WHAT IS BEING ASKED.
Entries follow. Give back exactly the lines starting at the one containing "PR #716, opened 2019-10-25" and ending at the one containing "Reviews will continue internally.", and no other lines.

MATERIAL PROVIDED Block Start

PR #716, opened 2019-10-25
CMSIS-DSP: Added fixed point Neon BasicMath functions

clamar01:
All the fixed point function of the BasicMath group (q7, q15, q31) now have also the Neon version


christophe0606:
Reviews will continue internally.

MATERIAL PROVIDED Block End
MATERIAL PROVIDED Block Start

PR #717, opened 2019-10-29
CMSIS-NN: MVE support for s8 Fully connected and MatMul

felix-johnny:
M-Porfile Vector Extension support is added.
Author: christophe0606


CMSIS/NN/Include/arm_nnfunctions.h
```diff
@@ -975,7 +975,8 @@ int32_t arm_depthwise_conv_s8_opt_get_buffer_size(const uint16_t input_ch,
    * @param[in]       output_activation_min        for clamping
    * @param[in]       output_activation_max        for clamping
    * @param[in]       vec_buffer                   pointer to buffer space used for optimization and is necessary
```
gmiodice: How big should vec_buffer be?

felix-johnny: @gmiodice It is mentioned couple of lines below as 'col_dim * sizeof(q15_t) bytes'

MATERIAL PROVIDED Block End

EXERCISE SOLUTION.
PR #716, opened 2019-10-25
CMSIS-DSP: Added fixed point Neon BasicMath functions

clamar01:
All the fixed point function of the BasicMath group (q7, q15, q31) now have also the Neon version


christophe0606:
Reviews will continue internally.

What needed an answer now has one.